#### REQUIREMENT:
The entries below should be output exactly as written.

#### INPUT DATA:
· · · · · · ·

PR #3177, opened 2026-08-17
feat(acp): let a host answer a served agent's human-input request

marklysze:

`ACPAgent` hard-wires human input to a rejection — `AgentExecutor._dispatch` passes a private `_reject_human_input` hook, so any `context.input()` in an ACP-driven turn (directly in a tool, or via `approval_required()` middleware) fails the turn. The executor is built inside `ACPAgent.__init__`, so a hosting application had no way to override it.

That default is right when nothing can reach a human: ACP elicitation is not wired on the Agent side, so the protocol genuinely has nobody to ask, and failing beats hanging on an answer that is never coming. But an application hosting the agent often *can* reach its user by its own means — its own chat surface, an approval queue, a ticket — and had no seam to say so.

This is requested by [AG2 Assistant](https://github.com/ag2ai/ag2-assistant), which serves an `Agent` over ACP and has its own human-in-the-loop machinery it cannot currently use.

### What changed

**`ACPAgent(..., hitl_hook=...)`** — passed through to `AgentExecutor`, which hands it to `Agent._execute` wherever it passed `_reject_human_input` before. It is an ordinary AG2 HITL hook: the same shape as `Agent(hitl_hook=...)`, sync or async, with dependency injection and the session's variables available.

```python
async def ask_our_user(event: HumanInputRequest) -> str:
    # event.content is the message the tool passed to context.input()
    return await my_approval_queue.ask(event.content)

acp_agent = ACPAgent(agent, hitl_hook=ask_our_user)
```

Backward compatible in both directions:

- `None` (the default) is exactly today's behaviour — `HumanInputUnsupportedError`.
- The **served agent's own** `hitl_hook` stays overridden, with or without this argument. A hook written for `agent.ask()` typically reads a console, and over stdio the console *is* the protocol. Who the human is, and how to reach them, is the host's decision — so it is made per `ACPAgent`, alongside the per-connection `bind` scope.

Deliberately protocol-invisible: no capability is advertised, no ACP method is called, a client cannot tell a turn paused. Client-driven approvals — the agent asking *through* the protocol — still need ACP `session/request_permission` / elicitation on this side, which remains unwired and out of scope here.

**Drive-by fix: the rejection path never actually raised its own error.** `_reject_human_input` was declared `(event: BaseEvent, context: Any)`. A HITL hook is resolved the way a tool is, so that un-annotated second parameter was read as another *field* to fill from the event — and the turn died of a pydantic `ValidationError` naming the private function:

```
pydantic_core._pydantic_core.ValidationError: 1 validation error for _reject_human_input
context
  Field required [type=missing, ...]
```

`HumanInputUnsupportedError` — the whole point of that path, and the one message that tells a client operator what to do — never reached anyone. The hook now takes the request and nothing else, and the message gained a line pointing at `hitl_hook=`. Found by writing the first test to actually exercise this path; it was untested before.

· · · · · · ·

#### WRITTEN REPLY:
PR #3177, opened 2026-08-17
feat(acp): let a host answer a served agent's human-input request

marklysze:

`ACPAgent` hard-wires human input to a rejection — `AgentExecutor._dispatch` passes a private `_reject_human_input` hook, so any `context.input()` in an ACP-driven turn (directly in a tool, or via `approval_required()` middleware) fails the turn. The executor is built inside `ACPAgent.__init__`, so a hosting application had no way to override it.

That default is right when nothing can reach a human: ACP elicitation is not wired on the Agent side, so the protocol genuinely has nobody to ask, and failing beats hanging on an answer that is never coming. But an application hosting the agent often *can* reach its user by its own means — its own chat surface, an approval queue, a ticket — and had no seam to say so.

This is requested by [AG2 Assistant](https://github.com/ag2ai/ag2-assistant), which serves an `Agent` over ACP and has its own human-in-the-loop machinery it cannot currently use.

### What changed

**`ACPAgent(..., hitl_hook=...)`** — passed through to `AgentExecutor`, which hands it to `Agent._execute` wherever it passed `_reject_human_input` before. It is an ordinary AG2 HITL hook: the same shape as `Agent(hitl_hook=...)`, sync or async, with dependency injection and the session's variables available.

```python
async def ask_our_user(event: HumanInputRequest) -> str:
    # event.content is the message the tool passed to context.input()
    return await my_approval_queue.ask(event.content)

acp_agent = ACPAgent(agent, hitl_hook=ask_our_user)
```

Backward compatible in both directions:

- `None` (the default) is exactly today's behaviour — `HumanInputUnsupportedError`.
- The **served agent's own** `hitl_hook` stays overridden, with or without this argument. A hook written for `agent.ask()` typically reads a console, and over stdio the console *is* the protocol. Who the human is, and how to reach them, is the host's decision — so it is made per `ACPAgent`, alongside the per-connection `bind` scope.

Deliberately protocol-invisible: no capability is advertised, no ACP method is called, a client cannot tell a turn paused. Client-driven approvals — the agent asking *through* the protocol — still need ACP `session/request_permission` / elicitation on this side, which remains unwired and out of scope here.

**Drive-by fix: the rejection path never actually raised its own error.** `_reject_human_input` was declared `(event: BaseEvent, context: Any)`. A HITL hook is resolved the way a tool is, so that un-annotated second parameter was read as another *field* to fill from the event — and the turn died of a pydantic `ValidationError` naming the private function:

```
pydantic_core._pydantic_core.ValidationError: 1 validation error for _reject_human_input
context
  Field required [type=missing, ...]
```

`HumanInputUnsupportedError` — the whole point of that path, and the one message that tells a client operator what to do — never reached anyone. The hook now takes the request and nothing else, and the message gained a line pointing at `hitl_hook=`. Found by writing the first test to actually exercise this path; it was untested before.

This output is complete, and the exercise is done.